この集会には、日本と同様の課題を抱える韓国や台湾、香港の関係者らも登壇。各国の最新の制度を紹介しながら、日本に残る問題点について議論が交わされた。
日本からは、性被害者を支援している寺町東子弁護士が登壇し、2023年法改正を振り返るとともに、性犯罪の公訴時効の課題を指摘した。
●公訴時効「5年延長」の限界
寺町弁護士が焦点をあてたのは、公訴時効(一定期間が過ぎると事件を裁判にかけられなくなる制度)の撤廃やさらなる延長の可能性だ。
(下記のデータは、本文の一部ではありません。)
PR #102, opened 2022-01-22
feat(formatting): format Go code with gofumpt

Edholm:
By default we will format all Go code recursively from the current dir.
This implicitly relies on `GitVerifyNoDiff` to stop the execution if files were improperly formatted.

URL: https://github.com/mvdan/gofumpt

### DIFF
--- a/.mage/magefile.go
+++ b/.mage/magefile.go
@@ -38,17 +38,12 @@ func All() {
 		GoTest,
 		FormatMarkdown,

2023年の法改正により、性犯罪の公訴時効は一律で5年延長された。たとえば不同意性交等罪は10年から15年に延長され、18歳未満の被害では被害者が成人するまでの期間が時効に加算される仕組みも導入された。
しかし性犯罪被害には、若年層であるほど、被害の認識に時間がかかることや、自責の念や羞恥心、報復への恐怖などから申告を諦めるといった特殊性がある。
寺町弁護士は「被害を相談できるまでに10年以上かかる人も多い。延長は依然として短すぎる」と強調した。
さらに内閣府調査(2020年)に基づき「相談の9割が5年以内」との説明で延長幅が決まったことに「相談できなかった6割の人々や、相談できるまで10年以上かかった人たちが切り捨てられている」とし、実態調査が不足していると批判した。
●韓国では「子どもへの性犯罪」は時効撤廃
一方、韓国では2011年に13歳未満の子どもや障害のある人への性犯罪について公訴時効を撤廃。証拠がある限り、長期間経過した事件でも起訴・有罪認定が可能になっているという。
寺町弁護士は、韓国の裁判官にヒアリングした結果を紹介。「証拠が十分であれば裁判所は事実認定をおこない、そうでなければ起訴されない。日本と同じプロセスが機能している」と説明した。
また、近年は犯行の動画や画像が保存・流通するケースが増えており、「客観的証拠から過去の事案が発覚するケースが増えている。証拠があるのに時効で免責されることに正義があるのか」と問いかけた。
公訴時効制度については、2023年改正時に撤廃を求める意見も出たことから、2028年に見直しが予定されている。